About Panbela’s Pipeline
The pipeline consists of assets currently in clinical trials with an initial focus on familial adenomatous polyposis (FAP), first-line metastatic pancreatic cancer, neoadjuvant pancreatic cancer, colorectal cancer prevention and ovarian cancer. The combined development programs have a steady cadence of catalysts with programs ranging from pre-clinical to registration studies.
Ivospemin (SBP-101)
Ivospemin is a proprietary polyamine analogue designed to induce polyamine metabolic inhibition (PMI) by exploiting an observed high affinity of the compound for pancreatic ductal adenocarcinoma and other tumors. It has shown signals of tumor growth inhibition in clinical studies of metastatic pancreatic cancer patients, demonstrating a median overall survival (OS) of 14.6 months and an objective response rate (ORR) of 48%, both exceeding what is typical for the standard of care of gemcitabine + nab-paclitaxel suggesting potential complementary activity with the existing FDA-approved standard chemotherapy regimen.

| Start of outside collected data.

PR #617, opened 2020-05-04
chore: adds tests 04

paschalidi:
based on https://github.com/dhis2/capture-app/pull/597

Hey @JoakimSM here is another bit regarding the RulesEngine. 

This PR 
1. Tests are added to validate that we dont break the functionality of the existing code.
2. The [events object](https://github.com/dhis2/capture-app/pull/617/files#diff-954329364f78f8c8195f13957aef04feL73) is moved out from the `executeRules` function to the preparation phase of the `runRulesForSingleEvent` and its own function called `getEventsData`. This way when someone sees in the class `RulesEngine` they only see how the effects are being generated.

I hope the above make sense. Let me know your thoughts! ☮️


src/core_modules/capture-core/rulesEngineActionsCreator/runRulesForSingleEvent.js
```diff
@@ -51,19 +38,34 @@ function getRulesEngineDataElementsAsObject(
...
-    }
-
     if (program instanceof EventProgram) {
         dataElements = getEventDataElements(program);
     }
 
     return getRulesEngineDataElementsAsObject(dataElements);
 }
+
+// todo do we need to separate events by stage at this point when we dont have stages in the product?
```
paschalidi, line 48: @JoakimSM can you please have a look on this comment?

JoakimSM: Agreed, it's redundant. Let's keep the byStage object though, so we don't break anything.

src/core_modules/capture-core/rulesEngineActionsCreator/runRulesForSingleEvent.js
```diff
@@ -51,19 +38,34 @@ function getRulesEngineDataElementsAsObject(
...
+            }
+            return accEventsByStage;
+        }, {});
+
+        return { all: eventsData, byStage: eventsDataByStage };
+    }
+    return null;
+}
+
 function prepare(
```
JoakimSM, line 65: I like the added abstraction 🏆

src/core_modules/capture-core/rulesEngineActionsCreator/runRulesForSingleEvent.js
paschalidi: agreed.

src/core_modules/capture-core/rulesEngineActionsCreator/runRulesForSingleEvent.js
```diff
@@ -51,19 +38,26 @@ function getRulesEngineDataElementsAsObject(
...
     }
 
     return getRulesEngineDataElementsAsObject(dataElements);
 }
+
+// historically this function used to take care of event by stage and
+// after some refactoring `byStage` is still here to avoid introducing bugs
+function getEventsData(eventsData: ?EventsData) {
+    if (eventsData && eventsData.length > 0) {
+        return { all: eventsData, byStage: {} };
```
JoakimSM, line 52: We still need event data in the byStage object to be sure to not break anything because some rules variables rely on data from here (if you haven't change anything fundamentally in the rules engine). Looking at the old code I can see that the logic for creating the byStage object was earlier in the executeRules function of the RulesEngine. That's the reason why it was generically written (and we will need to reintroduce that code when we get to events for TEIs, but maybe not in the same place).

paschalidi: True it was before written in the in the RulesEngine. 

I can see that when we call the [`rulesEngine.executeRules`](https://github.com/dhis2/capture-app/blob/master/src/core_modules/capture-core/rulesEngineActionsCreator/runRulesForTEI.js#L72) from the `runRulesForTEI.js` the events we are passing the events as `null`. 

So you are right we might have to reintroduce it when the TEI has also events but as for now do you see any advantages of having this logic in the `RulesEngine`? 


Could you please help me understand what are you suggesting??

JoakimSM: We still need data in the byStage object. We have two options:
1. We continue what you've started and add data to the byStage object in runRulesForSingleEvent (where it currently sits). We worry about the tracker part later (we need the approarch we had earlier for the tracker part)
2. Use the generic approach in the RulesEngine we had earlier. This will always create the correct byStage object for us based on the eventsdata. The calling function won't have to worry about the byStage part, but the code, when we only have one event, will be a tiny bit more complex then it needs to be.

Curiuos on which approach you will choose 🙂 If anything is unclear, we can discuss on Slack.

paschalidi: After our discussion I realised I was off removing this bit of code here. 

I thought there is no use case in our application at the moment for `byStage` which after our discussions on slack I realised is not the case. 

went on and added the functionality as it used to be in the `RulesEngine` before. 

I would suggest we keep this logic here and when we have the case that a TEI has events we can address the issue then. 

Is that fine with you @JoakimSM ?

paschalidi:
Same https://github.com/dhis2/capture-app/pull/644#issuecomment-631363596

PR #630, opened 2020-05-05
refactor: on execution service 10

paschalidi:
Hey @JoakimSM hope you having a good day over there in Oslo! 🇳🇴 
This is the last bit of the refactoring. 

## What is this PR about?
So in this PR there are few things that take place. 

The most important thing is that now the `executionService.js ` is now doing only execution of the functions by getting three arguments in the so called `executeExpression` function. The first argument is the `D2Functions` and the second argument is the `expression`. The third argument is a function that logs errors. 

That said you can now see that I have moved all the logic regarding the rules and the effects to the class `RuleEngine`. Which means that the generating the effects and then processing the effects is now part of the RulesEngine class and not of the executionService. This way, the `executionService.js` is agnostic to the rest of our application.

Also you will see that instead of having this massing `if else` statement in execution service we have now extracted the functions into its own file and we pass it as an argument to the `executeExpression` function. This way the function and the executeExpression are not bounded to each other. You can imagine for example that someone else could have used the `executeExpression` with their own functions if they wanted to.

Lastly you can see that I annotated with `flowjs` ❤️ 

Please give me your thoughts and comments on the changes and in case something is unclear I would love to go over it!


paschalidi:
Need to draft this found a bug

paschalidi:
@JoakimSM this must be now ready for you to have a look. @Bekkalizer feel also free to have a look. I am happy to explain what is going on and the reasoning behind the changes here. 

Also the advantages that one might have by going that way.

src/core_modules/capture-core-utils/RulesEngine/RulesEngine.js
```diff
@@ -16,80 +17,380 @@ import type {
...
+    dataElements: ?DataElements,
+    trackedEntityAttributes: ?TrackedEntityAttributes
+  )=> ?OutputEffects;
+
+  constructor() {
+      const valueProcessor = new ValueProcessor(inputValueConverter);
+
+      this.dateUtils = getDateUtils(momentConverter);
+      this.variableService = new VariableService(valueProcessor.processValue);
+      this.processRulesEffects = getRulesEffectsProcessor(
```
JoakimSM, line 334: Can we make dateUtils, variableService and processRulesEffects static?

src/core_modules/capture-core-utils/RulesEngine/RulesEngine.js
```diff
@@ -16,80 +17,380 @@ import type {
...
+          convertRuleEffectDataToOutputBaseValue,
+          rulesEffectsValueConverter,
+      );
+
+      this.generateEffects = (variablesHash, programRules, dataElements, trackedEntityAttributes) => {
```
JoakimSM, line 339: Is there a good reason why generateEffects is defined in the constructor like this? Could we make it a static (depends on the comment above) or a prototype method?

src/core_modules/capture-core-utils/RulesEngine/RulesEngine.js
```diff
@@ -16,80 +17,380 @@ import type {
...
+          const dhisFunctions = d2Functions(this.dateUtils, this.variableService, variablesHash);
+          const effects = getEffects(dhisFunctions, programRules, dataElements, trackedEntityAttributes, variablesHash);
+          updateVariableHashWhenActionIsAssignValue(effects, variablesHash);
```
JoakimSM, line 342: You have rules depending on the result of other rules (assign action) so updating the variableHash after getting all the effects wouldn't work I think. Maybe I'm missing something though, but this seems suspicious.

src/core_modules/capture-core-utils/RulesEngine/RulesEngine.js
paschalidi: Yeah thanks for pointing out. I havent realised!

src/core_modules/capture-core-utils/RulesEngine/RulesEngine.js
paschalidi: About this. Lets discuss it. One thing is that I have written tests for this case, and I have also tested it manually after importing the COVID rules but that doesnt mean that it cannot be broken.

Basically if you see [here](https://github.com/dhis2/capture-app/pull/630/files#diff-9c101046a67bb3c0f64cf485a7fa0fddL645) these 3 lines what they do is:
1. the rule is being checked if it is effective.
2. then you iterate though the `programRuleActions` and as a result you will have the `ruleEffects `

While this is fine if you take a closer look in the line [576 of the `executionService`](https://github.com/dhis2/capture-app/blob/cp%2Frefactors-rules-engine%2F09-writes-tests-on-functions/src/core_modules/capture-core-utils/RulesEngine/executionService/executionService.js#L576) you will see that this `if` statement there has a little to do with the getting the effects. What it basically does is updating the `variablesHash` if there is an action called `ASSIGN`.  
In my point of view, the lines from [576](https://github.com/dhis2/capture-app/blob/cp%2Frefactors-rules-engine%2F09-writes-tests-on-functions/src/core_modules/capture-core-utils/RulesEngine/executionService/executionService.js#L576) to [588](https://github.com/dhis2/capture-app/blob/cp%2Frefactors-rules-engine%2F09-writes-tests-on-functions/src/core_modules/capture-core-utils/RulesEngine/executionService/executionService.js#L588) have nothing to do with the function that is being called `getEffects`. 

What I did is I took these lines out of there and made it its own function.

So now instead of having a function that returns some effects _and_  updates the `variablesHash` when action is equal to `ASSIGN`, you now first get all the effects from the function called `getEffects` and then you iterate through the effects[1] and if there is an effect with an action that is equal to `ASSIGN` then you update the `variablesHash`

[1] so yeah now we are iterating though the effects twice instead of once but we have separated the concepts and we made it easier for the reader to understand what is going on and in which order things are taking place. I dont wanna argue about performance here since if you ask me it needs to be millions of effects for this to be a concern.


Does this explains a little bit better why I have done what I have done over there?

JoakimSM: Don't get me wrong, I like the separation of the concepts.

> So now instead of having a function that returns some effects and updates the variablesHash when action is equal to ASSIGN, you now first get all the effects from the function called getEffects and then you iterate through the effects[1] and if there is an effect with an action that is equal to ASSIGN then you update the variablesHash.

The problem I see is that one program rule in the chain could rely on an updated value in the variableHash from an earlier rule in the chain. Say you have two rules. The first one assigns a value to a variable. In the second rule you're checking the value of this variable in the expression. If the variableHash is updated post execution (after getEffects) the variable value would be wrong when running the second rule.

paschalidi: AH!

paschalidi: Might be true what you saying. How can we test that scenario. That's the question.

paschalidi:
@JoakimSM I corrected the point you mentioned. Thanks again for the review.

In the meantime I realised there were few other things that needed to be fixed. Check the commit history to see what I mean ;)

paschalidi:
Look here: https://github.com/dhis2/capture-app/pull/644#issuecomment-631363596

I intent to open a PR that will fix all the `replace`ments.

PR #644, opened 2020-05-07
fix: Syntax for d2:hasValue() function at 'Tracker Capture' and 'Capture' are not aligned.  11 

paschalidi:
fixes: [ticket](https://jira.dhis2.org/browse/DHIS2-8503)

Hey @JoakimSM after all the refactoring finally some fixes! 

## How is this PR solving our bug?
Here  we can see that we want the function to be called with `d2:hasValue( #{age} )`. 
According to the order that the execution of the code takes place ( and used to take before the refactoring ) what happens is that the `#{age}` is being replaced with its value if the value exists in the `variablesHash` and then the execution of the `d2:hasValue` takes place. 

That means that when the function is being called we dont have anymore to look of the age exists in the `variablesHash` but what we are doing now - since the variable has been already replaced with its value - is to check if the variable is truthy and return accordingly. 

You can also see that the tests have been updated to mirror this change :) 

Questions and thoughts are more than welcome!


Bekkalizer:
The solution here would almost work, and I think there is one problem with it. You can test to verify, but the following my concern:
When a numeric field or a boolean field does not have a value, the variables hash will contain either "0" or "false". This would not be interpreted correctly in this case I would think.

The TC rules engine was updated so that the input to specific functions was not evaluated/translated. Have a look here:
https://github.com/dhis2/d2-tracker/blob/5222c622bd65a4e4760454eb23d9fc53458ff6b3/src/dhis2.angular.services.js#L1967

paschalidi:
@Bekkalizer that makes sense. will have a closer look at it and cover the cases that you recommended with tests.

paschalidi:
okay I looked into in what you suggested. 

The initial values of Boolean and Numeric fields are `''`. I can see that this might bring or even bugs later on. One way to avoid those is to cover with test the initial cases of all the functions. This way if someone in the future changes the initial values from `''` to be something else our tests will fail and therefore we will know that something broke.

Before we find a good way to solve this problem lets make sure we are on the same page about functionality @Bekkalizer. I have talked with Yuri already about it but just to make sure once more. 

When _any_ field has a value that is set by the user (even if the cases value is 0 for Numeric fields or `false` for Boolean fields) then the `hasValue` function returns `true` as following:
image

In the case that the values is not set by the user then the `hasValue` would be returning `false`.

paschalidi:
This has now merged changed of the branch that was based on it. That is usual when you are chaining PRs with branches. I merged the changes just after having it approved. When all the PRs are approved then these will be merged on the opposite order (from last to first) till we reach `master`.

paschalidi:
https://github.com/dhis2/capture-app/pull/644#issuecomment-631357966

What is this saying here is that we replace 4 times the `{` left bracket but only once the right bracket. A solution to this would be something between the lines of `string.replace(/[A#CV]{/g, "'")`.

PR #978, opened 2020-09-24
fix: test that failed unexpectedly during CI/CD

paschalidi:
@JoakimSM there is this test that sometimes failed and sometimes not. 

This is because it can happen that the request clean up sometimes doesnt take place. The user is then added in the database. Next time the test runs we have a duplicate on the person. In this case the tests passes only if the machine is quick enough to press the create user button before the server responds with possible duplicates. 

To solve this I am registering a user we already know exists in the database. And by changing the order the machine is typing. So now the machine first types the name and last name which is used to detect duplicates and then the dates. This way hopefully there will be always time the detection of the duplicates

I hope this will fix the issue.


JoakimSM (approved):
LGTM 👍 Still wonder why it fails, but this is a good workaround.

PR #982, opened 2020-09-25
chore: upgrades from `@dhis2/ui-core` and `@dhis2/ui-widgets` to `@dhis2/ui`

paschalidi:
Hey Joakim 👋 

### What is this PR about?
No functional changes again. Simply updating to v5 of the ui library. 
There were some breaking changes in the `SingleSelector` so I took care of them. If you like you could see all the breaking changes [here](https://github.com/dhis2/ui/releases?after=v5.0.6).

### Why is this Part 1?

This is part of a three chain PR with this one being the first. The second is https://github.com/dhis2/capture-app/pull/990 and the third is https://github.com/dhis2/capture-app/pull/992.

Updating to v5 is something we can only benefit from. So I took the chance and put this together. However updating to v5 had breaking changes. This is the reason this is part of a chain. The second PR basically is about the search domain selector and its new design by Joe. Would be double the update to the new design and then merge this PR into master. 

The third PR, which is about the new button design is also part of this chain because the same reason. Meaning I needed to have the new domain selector into place before working on the new find button concept


src/core_modules/capture-core/components/Pages/Search/SearchDomainSelector/SearchDomainSelector.component.js
```diff
@@ -50,8 +50,8 @@ export const Index =
               <div className={classes.searchRowTitle}>{ i18n.t('Find results from') }</div>
               <div className={classes.searchRowSelectElement} style={{ marginRight: 8 }}>
                   <SingleSelect
-                      onChange={({ selected }) => { onSelect(selected); }}
-                      selected={selectedSearchScope}
+                      onChange={(selected) => { onSelect(selected); }}
```
paschalidi, line 53: There were some breaking changes that lead me to this change

JoakimSM (approved):
LGTM

PR #984, opened 2020-09-29
fix: API breaking changes to v35 

paschalidi:
Hey this is according the breaking changes happened in the v35 https://github.com/dhis2/notes-backend/blob/master/platform/35/changelog/user_property_transformer.md


JoakimSM:
Closing this because we need to deal with this problem differently. see: [PR](https://github.com/dhis2/capture-app/pull/985)

PR #985, opened 2020-09-29
fix: use userLookup in filter and bugfix

JoakimSM:
- use userLookup endpoint in assignee filter
- view / working list name can now be filled in


paschalidi (approved):
Thanks for looking into this 👍

PR #992, opened 2020-10-02
feat: DHIS2-9675 Redesign Find button to match the new concept

paschalidi:
https://jira.dhis2.org/browse/DHIS2-9675

### What is this PR doing?

Adds the dropdown menu on the Find button of the LockedSelector.

image

The button basically has two states. 
a) when there is _no_ Tracker program selected you can only see a button. 
b) when there is  a Tracker program selected then there is a dropdown button. The dropdown has two options as we discussed in the concept. 

You can find the concept [here](https://dhis2.github.io/design-specs/capture-context/capture-context-test/?01_blank).

### DIFF
--- a/src/core_modules/capture-core/components/LockedSelector/QuickSelector/ActionButtons.component.js
+++ b/src/core_modules/capture-core/components/LockedSelector/QuickSelector/ActionButtons.component.js
@@ -1,9 +1,9 @@
 // @flow
-import React, { type ComponentType } from 'react';
+import React, { type ComponentType, useMemo } from 'react';
 import { withStyles } from '@material-ui/core/styles';
 import i18n from '@dhis2/d2-i18n';
-import { Button, colors } from '@dhis2/ui';
-import { TrackerProgram } from '../../../metaData';
+import { Button, colors, DropdownButton, FlyoutMenu, MenuItem } from '@dhis2/ui';
+import { getProgramFromProgramIdThrowIfNotFound, TrackerProgram } from '../../../metaData';
 
 const styles = ({ typography }) => ({
     marginLeft: {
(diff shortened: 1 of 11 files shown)


paschalidi:
@cooper-joe perhaps you wanna have a look here for the design as well :)

cooper-joe:
The `Find` button usage look good 👍 

The menu that opens from the button is right-aligned, is it possible to make it left-aligned instead?
image

paschalidi:
will look into it Joe thanks

src/core_modules/capture-core/components/LockedSelector/QuickSelector/QuickSelector.component.js
```diff
@@ -119,8 +120,9 @@ class QuickSelector extends Component<Props> {
                         <ActionButtons
                             selectedProgramId={this.props.selectedProgramId}
                             onStartAgainClick={this.props.onStartAgain}
-                            onFindClick={this.props.onClickFind}
-                            onNewClick={this.props.onClickNew}
+                            onFindClick={this.props.onFindClick}
```
paschalidi, line 123: Changed this bit coz I neglected it on some previous PR. So was inconsistent on this component now.

src/core_modules/capture-core/components/LockedSelector/QuickSelector/ActionButtons.component.js
```diff
@@ -26,13 +26,41 @@ type Props = $ReadOnly<{|
...
+    TRACKER_PROGRAM: 'TRACKER_PROGRAM',
+    EVENT_PROGRAM: 'EVENT_PROGRAM',
+};
+
+function useProgramInfo(programId) {
+    const [programName, setName] = useState('');
+    const [programType, setType] = useState('');
+    const [trackedEntityName, setTrackedEntityName] = useState('');
+
+    useEffect(() => {
```
JoakimSM, line 43: Why do we use `useEffect` here and why are we saving state here? Wouldn't `useMemo` make more sense?

JoakimSM (commented):
One comment, other than that looks good.

src/core_modules/capture-core/components/LockedSelector/QuickSelector/ActionButtons.component.js
paschalidi: Yeah good point. Do you know any differences in those two concepts?

JoakimSM: `useEffects` is for side effect and runs after every render. More here: [useEffect](https://reactjs.org/docs/hooks-effect.html)

JoakimSM (approved):

PR #995, opened 2020-10-06
fix: DHIS2-9709 rules engine assigned values of type boolean and true only

JoakimSM:
fix for [JIRA-issue](https://jira.dhis2.org/browse/DHIS2-9709)

### DIFF
--- a/src/core_modules/capture-core/rules/engine/converters/rulesEffectsValueConverter.js
+++ b/src/core_modules/capture-core/rules/engine/converters/rulesEffectsValueConverter.js
@@ -22,23 +22,17 @@ class RulesValueConverter implements IConvertOutputRulesEffectsValue {
     convertEmail(value: string): string {
         return value;
     }
-    convertBoolean(value: boolean): boolean {
-        return value;
+    convertBoolean(value: boolean): string {
+        return value ? 'true' : 'false';
     }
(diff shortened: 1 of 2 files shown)


src/core_modules/capture-core/rules/engine/converters/rulesEffectsValueConverter.js
```diff
@@ -70,9 +64,6 @@ class RulesValueConverter implements IConvertOutputRulesEffectsValue {
         return value;
     }
     convertAge(value: string): ?Object {
```
paschalidi, line 66:
```suggestion
    convertAge(value: string): Object {
```

paschalidi: Looks to me that this will always return an object now. Perhaps this is unnecessary since `Object === any`

paschalidi (approved):
Tested locally looks good to me. 

I have only one comment that is not a blocker for me but perhaps you wanna have a look into it.
The tests you wrote helped me understand the problem, thanks. Perhaps would be useful to write tests for the case of the date as well? Its up to you though if you would like to do so or not.

Irrelevant but I have run the tests locally and they have failed. Do you maybe have any clue why?

PR #996, opened 2020-10-06
fix: DHIS2-9709 rules engine assigned values of type boolean and true only

JoakimSM:
fix for [JIRA-issue](https://jira.dhis2.org/browse/DHIS2-9709)


paschalidi (approved):
Looks good.

PR #1008, opened 2020-10-09
refactor: shares the pageSize using context

paschalidi:
Hey there 👋 

I am opening a series of 3 PR regarding the context change we discussed [here](https://github.com/dhis2/capture-app/pull/944#pullrequestreview-504655030). 

### What is this PR doing?

I only write e2e tests. For two reasons. One is that is good to have them. Two is that will help us later make sure that nothing broke on the way.

### Why is this a chain of PRs?

As you probably gathered already this is a chain of three PR. Why is this a chain? While I was trying to get to use context for passing down this prop instead of using redux. I got myself into starting making some component hooks in order to try out the `useContext` hook. Then I got carried a bit away and annotated some classes that I touched. Keep in mind I annotate only the classes that will then be touched from the context refactoring.

So now we have three steps to reach our final goal use `Context`. 
1. is this PR we are seeing now.
2. https://github.com/dhis2/capture-app/pull/1009 is dealing with annotations, exporting components as `const` and converting classes to functional components
3. https://github.com/dhis2/capture-app/pull/1010 does the actual context refactoring

To answer the question "Why is this a chain". I believe splitting them the way I described above will make the work easier for you. Focusing on one topic at a time while reviewing you can give me better feedback and as a result have a more concrete outcome.


JoakimSM (approved):
LGTM 👍

PR #1010, opened 2020-10-09
refactor: [pageSize via context part 3] shares the pageSize using context

paschalidi:
👋  @JoakimSM 

### What is this PR about?
As being said in the overview here https://github.com/dhis2/capture-app/pull/1008#issue-500441377 this PR deals with sharing the pageSize using context. 

_I use context only when it is needed._ That means only when the prop has to be passed down to several components. To avoid that I use context. You will see that in one case I am passing it down as prop in some component.

Please let me know your thoughts. 👍 

To be honest with you, and this is only my opinion, I dont have the feeling that the solution I wrote here simplifies the code. Perhaps there is much room for improvement in the solution I have provided. But if I am being honest as I see it _now_, refactoring into using context seems to complicate things than the opposite. I say this because as you will see the arguments of many functions are being increased by one and passing the `pageSize` around to derive the button state and also to use it to fetch the next 5 items looks a bit cumbersome. 

I know we are saying redux should not store these kind of values but in my eyes we were doing this before already. We used stored the number `5` in the store and used it to show the text `x of 5` in the Pagination. 

Anyway sorry for talking so much, you can look for yourself. Please let me know your thoughts


JoakimSM (approved):
Looks good to me 👍 

> To be honest with you, and this is only my opinion, I dont have the feeling that the solution I wrote here simplifies the code. Perhaps there is much room for improvement in the solution I have provided. But if I am being honest as I see it now, refactoring into using context seems to complicate things than the opposite. I say this because as you will see the arguments of many functions are being increased by one and passing the pageSize around to derive the button state and also to use it to fetch the next 5 items looks a bit cumbersome.

Still think this is the best approach here, but I can see the point your making about storing the page size.

My original point still stands though. We should be careful of storing to specific data, it's better to more generic and do the computations when rendering. Or else we might end up in a situation where we need to remember to do a lot of computions when storing and/or we will be saving unnecessary data. Hence, it would be better to save the page size instead of nextPageButtonDisabled, because if something else needed to know the page size you would find yourself in a sitation where you would need to save more data because nextPageButtonDisabled doesn't help. I think the page status is a better example because I think you probably could compute this when rendering instead of saving it (Didn't really dig into it though so might be something I'm missing).

Anyway, good job on this PR 👍

paschalidi:
> I think the page status is a better example because I think you probably could compute this when rendering instead of saving it (Didn't really dig into it though so might be something I'm missing).

I have been thinking about it. Lets discuss it in person at some point :)

PR #1015, opened 2020-10-12
feat: have a loo into `redux-toolkit

paschalidi:
Hey @JoakimSM for an overview of the toolkit have a look [here](https://redux-toolkit.js.org/). As I said it is basically a package written from the current redux maintainer. An article that I read quickly and I liked is [this one](https://blog.logrocket.com/smarter-redux-with-redux-toolkit/). Nothing special just an overview. :)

In data evaluated from clinical studies to date, ivospemin has not shown exacerbation of bone marrow suppression and peripheral neuropathy, which can be chemotherapy-related adverse events. Serious visual adverse events have been evaluated and patients with a history of retinopathy or at risk of retinal detachment will be excluded from future SBP-101 studies. The safety data and PMI profile observed in the previous Panbela-sponsored clinical trials provide support for continued evaluation of ivospemin in the ASPIRE trial.
Flynpovi
Flynpovi is a combination of CPP-1X (eflornithine) and sulindac with a dual mechanism inhibiting polyamine synthesis and increasing polyamine export and catabolism. In a Phase 3 clinical trial in patients with sporadic large bowel polyps, the combination prevented > 90% subsequent pre-cancerous sporadic adenomas versus placebo. Focusing on FAP patients with lower gastrointestinal tract anatomy in the recent Phase 3 trial comparing Flynpovi to single agent eflornithine and single agent sulindac, FAP patients with lower GI anatomy (patients with an intact colon, retained rectum or surgical pouch), showed statistically significant benefit compared to both single agents (p≤0.02) in delaying surgical events in the lower GI for up to four years. The safety profile for Flynpovi did not significantly differ from the single agents and supports the continued evaluation of Flynpovi for FAP.
CPP-1X
CPP-1X (eflornithine) is being developed as a single agent tablet or high dose powder sachet for several indications including prevention of gastric cancer, treatment of neuroblastoma and recent onset Type 1 diabetes. Preclinical studies as well as Phase 1 or Phase 2 investigatorinitiated trials suggest that CPP-1X treatment may be well-tolerated and has potential activity.